Every line below that has "truncated" in it should be copied.

RECORDS SHOWN -
·····

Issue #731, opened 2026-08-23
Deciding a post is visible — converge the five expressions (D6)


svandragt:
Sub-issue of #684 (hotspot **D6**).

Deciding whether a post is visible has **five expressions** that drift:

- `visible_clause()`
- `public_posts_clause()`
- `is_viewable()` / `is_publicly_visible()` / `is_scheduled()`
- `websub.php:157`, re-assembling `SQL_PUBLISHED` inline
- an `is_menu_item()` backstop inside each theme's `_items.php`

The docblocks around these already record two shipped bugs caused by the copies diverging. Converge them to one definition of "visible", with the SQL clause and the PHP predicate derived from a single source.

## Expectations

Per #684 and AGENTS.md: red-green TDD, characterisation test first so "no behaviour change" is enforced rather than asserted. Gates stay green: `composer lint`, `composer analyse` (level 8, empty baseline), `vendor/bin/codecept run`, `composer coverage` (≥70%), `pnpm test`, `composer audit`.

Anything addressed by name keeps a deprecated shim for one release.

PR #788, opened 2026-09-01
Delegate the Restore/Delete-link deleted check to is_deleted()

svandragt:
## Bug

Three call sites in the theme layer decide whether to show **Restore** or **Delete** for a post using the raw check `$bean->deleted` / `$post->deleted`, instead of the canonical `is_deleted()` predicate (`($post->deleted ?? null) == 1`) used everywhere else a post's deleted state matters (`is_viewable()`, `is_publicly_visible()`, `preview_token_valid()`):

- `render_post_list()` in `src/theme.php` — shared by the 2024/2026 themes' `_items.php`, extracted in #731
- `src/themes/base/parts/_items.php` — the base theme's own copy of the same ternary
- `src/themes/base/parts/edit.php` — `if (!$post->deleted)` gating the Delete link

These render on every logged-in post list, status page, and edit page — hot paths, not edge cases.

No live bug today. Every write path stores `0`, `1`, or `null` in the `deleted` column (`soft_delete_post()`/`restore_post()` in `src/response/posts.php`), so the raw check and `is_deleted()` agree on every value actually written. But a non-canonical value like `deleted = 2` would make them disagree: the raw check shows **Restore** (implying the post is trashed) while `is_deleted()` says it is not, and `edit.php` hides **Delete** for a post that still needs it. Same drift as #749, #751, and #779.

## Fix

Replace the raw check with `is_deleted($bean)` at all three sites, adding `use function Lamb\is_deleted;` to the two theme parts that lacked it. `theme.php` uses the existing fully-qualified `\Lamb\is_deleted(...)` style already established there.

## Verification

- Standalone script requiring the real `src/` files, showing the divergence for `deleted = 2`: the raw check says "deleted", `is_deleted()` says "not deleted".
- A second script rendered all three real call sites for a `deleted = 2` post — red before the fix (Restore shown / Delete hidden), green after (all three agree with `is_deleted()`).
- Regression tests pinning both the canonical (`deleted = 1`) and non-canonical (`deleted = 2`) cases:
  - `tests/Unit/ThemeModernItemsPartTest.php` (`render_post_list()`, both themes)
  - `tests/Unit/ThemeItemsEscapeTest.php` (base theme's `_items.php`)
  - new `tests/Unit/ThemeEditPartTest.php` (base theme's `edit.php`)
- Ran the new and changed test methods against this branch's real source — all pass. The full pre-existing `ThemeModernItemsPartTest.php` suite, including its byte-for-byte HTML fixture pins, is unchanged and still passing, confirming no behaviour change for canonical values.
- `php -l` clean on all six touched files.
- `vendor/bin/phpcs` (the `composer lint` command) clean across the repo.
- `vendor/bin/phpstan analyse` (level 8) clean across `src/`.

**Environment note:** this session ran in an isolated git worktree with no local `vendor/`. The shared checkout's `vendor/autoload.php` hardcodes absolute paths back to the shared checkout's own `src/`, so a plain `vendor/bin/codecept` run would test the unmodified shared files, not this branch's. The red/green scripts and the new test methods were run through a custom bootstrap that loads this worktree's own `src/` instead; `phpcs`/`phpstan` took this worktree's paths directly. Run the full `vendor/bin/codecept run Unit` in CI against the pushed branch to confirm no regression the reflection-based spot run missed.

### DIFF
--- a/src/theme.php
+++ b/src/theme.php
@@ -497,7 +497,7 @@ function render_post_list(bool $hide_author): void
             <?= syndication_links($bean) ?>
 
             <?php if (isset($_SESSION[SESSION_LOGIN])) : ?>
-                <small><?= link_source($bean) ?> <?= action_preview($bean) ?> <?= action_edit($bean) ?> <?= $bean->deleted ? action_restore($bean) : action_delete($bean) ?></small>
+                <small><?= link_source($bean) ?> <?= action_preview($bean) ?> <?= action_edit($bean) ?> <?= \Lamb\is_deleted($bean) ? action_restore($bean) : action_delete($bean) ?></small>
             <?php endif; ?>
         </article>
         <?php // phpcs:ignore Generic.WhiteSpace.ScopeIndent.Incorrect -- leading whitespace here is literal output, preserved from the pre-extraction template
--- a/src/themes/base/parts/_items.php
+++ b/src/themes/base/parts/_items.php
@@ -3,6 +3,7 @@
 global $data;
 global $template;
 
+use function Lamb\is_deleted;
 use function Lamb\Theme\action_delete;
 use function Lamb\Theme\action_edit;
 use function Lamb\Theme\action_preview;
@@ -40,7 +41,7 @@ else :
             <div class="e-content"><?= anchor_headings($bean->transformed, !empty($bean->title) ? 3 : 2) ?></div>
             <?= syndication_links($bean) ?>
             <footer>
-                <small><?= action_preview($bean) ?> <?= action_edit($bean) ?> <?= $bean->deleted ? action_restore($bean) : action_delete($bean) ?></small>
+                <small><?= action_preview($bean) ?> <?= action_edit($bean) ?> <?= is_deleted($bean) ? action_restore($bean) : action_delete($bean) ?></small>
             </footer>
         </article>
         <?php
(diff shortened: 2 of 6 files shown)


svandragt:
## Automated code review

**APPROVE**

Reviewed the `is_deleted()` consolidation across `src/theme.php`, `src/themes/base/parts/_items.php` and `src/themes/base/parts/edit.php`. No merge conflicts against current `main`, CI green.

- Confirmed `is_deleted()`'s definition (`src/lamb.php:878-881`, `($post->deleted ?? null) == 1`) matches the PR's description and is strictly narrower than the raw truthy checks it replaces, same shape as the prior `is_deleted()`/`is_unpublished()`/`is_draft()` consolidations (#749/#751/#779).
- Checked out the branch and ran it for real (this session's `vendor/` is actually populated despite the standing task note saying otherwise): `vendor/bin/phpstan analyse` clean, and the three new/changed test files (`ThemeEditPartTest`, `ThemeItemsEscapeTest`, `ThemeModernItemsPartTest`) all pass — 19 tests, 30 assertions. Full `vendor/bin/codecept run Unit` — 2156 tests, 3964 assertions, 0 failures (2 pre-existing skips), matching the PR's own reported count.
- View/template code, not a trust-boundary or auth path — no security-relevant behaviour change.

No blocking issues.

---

·····

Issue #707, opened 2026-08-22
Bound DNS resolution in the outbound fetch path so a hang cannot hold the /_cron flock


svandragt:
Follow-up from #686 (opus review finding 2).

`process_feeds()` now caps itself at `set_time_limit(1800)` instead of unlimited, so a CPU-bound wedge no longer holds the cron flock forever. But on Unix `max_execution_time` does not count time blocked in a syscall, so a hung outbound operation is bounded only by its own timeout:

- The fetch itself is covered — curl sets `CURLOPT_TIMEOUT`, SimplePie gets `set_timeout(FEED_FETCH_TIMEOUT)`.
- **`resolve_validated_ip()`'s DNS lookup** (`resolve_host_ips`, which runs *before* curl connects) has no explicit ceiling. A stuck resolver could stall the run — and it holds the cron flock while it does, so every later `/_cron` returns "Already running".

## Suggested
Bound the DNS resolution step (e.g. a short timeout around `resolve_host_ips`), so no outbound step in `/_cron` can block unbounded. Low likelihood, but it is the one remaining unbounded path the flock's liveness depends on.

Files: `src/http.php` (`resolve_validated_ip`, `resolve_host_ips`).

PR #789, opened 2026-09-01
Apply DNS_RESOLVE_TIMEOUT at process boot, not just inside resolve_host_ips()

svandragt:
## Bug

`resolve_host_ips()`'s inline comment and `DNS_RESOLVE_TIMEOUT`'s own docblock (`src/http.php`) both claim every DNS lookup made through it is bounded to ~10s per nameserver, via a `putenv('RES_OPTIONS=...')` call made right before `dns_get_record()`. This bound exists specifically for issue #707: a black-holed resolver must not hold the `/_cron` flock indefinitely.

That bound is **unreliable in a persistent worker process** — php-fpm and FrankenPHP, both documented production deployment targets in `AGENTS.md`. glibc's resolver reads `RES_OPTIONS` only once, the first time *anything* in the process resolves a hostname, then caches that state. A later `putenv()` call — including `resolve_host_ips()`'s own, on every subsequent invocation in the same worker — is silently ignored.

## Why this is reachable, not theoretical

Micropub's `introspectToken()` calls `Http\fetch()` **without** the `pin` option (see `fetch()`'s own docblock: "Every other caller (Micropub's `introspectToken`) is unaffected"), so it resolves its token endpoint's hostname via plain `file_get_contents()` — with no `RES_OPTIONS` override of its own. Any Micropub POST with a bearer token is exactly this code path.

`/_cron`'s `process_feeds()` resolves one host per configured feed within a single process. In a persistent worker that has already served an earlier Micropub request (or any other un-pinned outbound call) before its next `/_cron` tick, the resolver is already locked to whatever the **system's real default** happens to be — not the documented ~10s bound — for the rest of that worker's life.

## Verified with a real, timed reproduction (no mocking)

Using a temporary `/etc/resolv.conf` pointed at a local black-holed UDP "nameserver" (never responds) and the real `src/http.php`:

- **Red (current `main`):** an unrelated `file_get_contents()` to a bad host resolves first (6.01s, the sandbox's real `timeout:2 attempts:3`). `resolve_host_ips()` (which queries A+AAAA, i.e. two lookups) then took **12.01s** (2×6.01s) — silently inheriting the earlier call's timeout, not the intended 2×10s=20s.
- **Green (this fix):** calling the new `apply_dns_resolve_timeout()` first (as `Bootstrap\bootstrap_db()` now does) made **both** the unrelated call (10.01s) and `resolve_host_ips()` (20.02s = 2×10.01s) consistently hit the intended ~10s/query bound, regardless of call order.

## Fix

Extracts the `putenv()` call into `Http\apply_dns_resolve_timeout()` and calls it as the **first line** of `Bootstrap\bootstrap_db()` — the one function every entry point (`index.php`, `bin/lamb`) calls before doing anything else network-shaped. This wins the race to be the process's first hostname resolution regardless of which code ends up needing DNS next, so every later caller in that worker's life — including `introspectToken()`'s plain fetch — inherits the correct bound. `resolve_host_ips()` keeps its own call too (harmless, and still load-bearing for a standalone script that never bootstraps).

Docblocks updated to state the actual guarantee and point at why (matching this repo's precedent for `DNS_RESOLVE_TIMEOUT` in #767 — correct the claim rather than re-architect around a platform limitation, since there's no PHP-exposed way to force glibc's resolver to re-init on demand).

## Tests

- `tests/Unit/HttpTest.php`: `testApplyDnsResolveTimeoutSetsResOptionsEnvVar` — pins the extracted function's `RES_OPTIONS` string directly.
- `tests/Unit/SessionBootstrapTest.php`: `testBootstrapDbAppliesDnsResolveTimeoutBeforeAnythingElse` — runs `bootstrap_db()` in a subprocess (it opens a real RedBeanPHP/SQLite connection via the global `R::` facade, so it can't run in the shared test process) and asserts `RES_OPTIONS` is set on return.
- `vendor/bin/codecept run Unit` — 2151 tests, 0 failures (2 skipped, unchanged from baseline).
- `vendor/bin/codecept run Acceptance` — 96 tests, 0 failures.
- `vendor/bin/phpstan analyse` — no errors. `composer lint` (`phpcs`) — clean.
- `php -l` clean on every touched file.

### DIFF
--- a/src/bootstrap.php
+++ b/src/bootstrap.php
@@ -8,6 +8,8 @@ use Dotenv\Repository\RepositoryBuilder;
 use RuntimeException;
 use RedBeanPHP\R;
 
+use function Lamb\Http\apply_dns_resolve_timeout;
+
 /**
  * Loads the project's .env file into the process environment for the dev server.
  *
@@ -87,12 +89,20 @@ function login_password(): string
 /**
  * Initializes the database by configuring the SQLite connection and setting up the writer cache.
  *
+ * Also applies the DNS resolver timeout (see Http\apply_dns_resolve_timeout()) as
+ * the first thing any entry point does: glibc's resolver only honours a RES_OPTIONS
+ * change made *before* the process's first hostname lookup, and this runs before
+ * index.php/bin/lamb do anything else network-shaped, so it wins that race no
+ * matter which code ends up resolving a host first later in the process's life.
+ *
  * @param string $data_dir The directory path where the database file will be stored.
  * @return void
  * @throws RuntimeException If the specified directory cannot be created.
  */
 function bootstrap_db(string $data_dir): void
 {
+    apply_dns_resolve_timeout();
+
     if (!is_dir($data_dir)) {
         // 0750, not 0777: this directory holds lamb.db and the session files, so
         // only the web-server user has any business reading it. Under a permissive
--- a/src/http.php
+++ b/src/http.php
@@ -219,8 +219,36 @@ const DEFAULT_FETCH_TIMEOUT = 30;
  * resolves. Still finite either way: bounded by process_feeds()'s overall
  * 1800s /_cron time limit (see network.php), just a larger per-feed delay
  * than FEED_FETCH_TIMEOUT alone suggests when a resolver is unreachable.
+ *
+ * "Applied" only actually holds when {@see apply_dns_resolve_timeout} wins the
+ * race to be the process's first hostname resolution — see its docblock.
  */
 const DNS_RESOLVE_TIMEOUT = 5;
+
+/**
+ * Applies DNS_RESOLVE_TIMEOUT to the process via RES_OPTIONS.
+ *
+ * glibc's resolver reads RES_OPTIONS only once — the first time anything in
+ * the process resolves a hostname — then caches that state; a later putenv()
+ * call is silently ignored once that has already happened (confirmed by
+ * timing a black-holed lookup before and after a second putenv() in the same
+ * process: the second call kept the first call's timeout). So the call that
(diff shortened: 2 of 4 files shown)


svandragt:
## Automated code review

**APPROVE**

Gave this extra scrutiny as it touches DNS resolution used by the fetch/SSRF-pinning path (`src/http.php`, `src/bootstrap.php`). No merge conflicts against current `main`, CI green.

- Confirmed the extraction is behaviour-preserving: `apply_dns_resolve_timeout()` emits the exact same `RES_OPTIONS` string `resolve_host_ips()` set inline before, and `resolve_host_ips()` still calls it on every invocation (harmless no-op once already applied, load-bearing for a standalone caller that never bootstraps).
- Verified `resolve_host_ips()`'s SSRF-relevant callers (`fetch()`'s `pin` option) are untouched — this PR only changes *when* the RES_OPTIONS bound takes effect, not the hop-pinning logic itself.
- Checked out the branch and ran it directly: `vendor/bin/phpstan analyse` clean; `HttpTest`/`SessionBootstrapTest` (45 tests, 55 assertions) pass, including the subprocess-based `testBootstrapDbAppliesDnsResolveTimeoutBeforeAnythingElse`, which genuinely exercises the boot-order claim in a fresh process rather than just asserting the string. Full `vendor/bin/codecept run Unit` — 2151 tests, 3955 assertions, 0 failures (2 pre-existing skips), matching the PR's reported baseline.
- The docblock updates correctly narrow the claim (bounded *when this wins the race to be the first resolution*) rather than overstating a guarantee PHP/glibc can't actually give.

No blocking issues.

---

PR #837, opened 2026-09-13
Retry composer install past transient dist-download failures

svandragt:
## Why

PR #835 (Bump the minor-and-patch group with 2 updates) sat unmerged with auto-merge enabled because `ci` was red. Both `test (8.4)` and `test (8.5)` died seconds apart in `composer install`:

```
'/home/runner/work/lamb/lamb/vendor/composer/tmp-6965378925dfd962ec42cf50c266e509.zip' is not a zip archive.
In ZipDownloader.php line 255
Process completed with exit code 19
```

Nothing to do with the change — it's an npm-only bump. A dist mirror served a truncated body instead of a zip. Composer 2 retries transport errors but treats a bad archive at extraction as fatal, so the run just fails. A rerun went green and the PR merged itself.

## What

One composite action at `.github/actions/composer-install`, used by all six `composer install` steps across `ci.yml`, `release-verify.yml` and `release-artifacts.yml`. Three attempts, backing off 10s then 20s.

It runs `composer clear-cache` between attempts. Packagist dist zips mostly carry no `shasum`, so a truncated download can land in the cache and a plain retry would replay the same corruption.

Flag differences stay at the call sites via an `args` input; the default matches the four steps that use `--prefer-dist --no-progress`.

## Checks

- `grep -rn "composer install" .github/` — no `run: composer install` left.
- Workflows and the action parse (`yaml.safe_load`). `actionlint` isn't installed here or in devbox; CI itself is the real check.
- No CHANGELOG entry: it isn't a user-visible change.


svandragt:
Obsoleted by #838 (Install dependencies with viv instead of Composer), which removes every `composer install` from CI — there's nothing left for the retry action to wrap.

·····

YOUR SOLUTION -
Nothing to do with the change — it's an npm-only bump. A dist mirror served a truncated body instead of a zip. Composer 2 retries transport errors but treats a bad archive at extraction as fatal, so the run just fails. A rerun went green and the PR merged itself.
It runs `composer clear-cache` between attempts. Packagist dist zips mostly carry no `shasum`, so a truncated download can land in the cache and a plain retry would replay the same corruption.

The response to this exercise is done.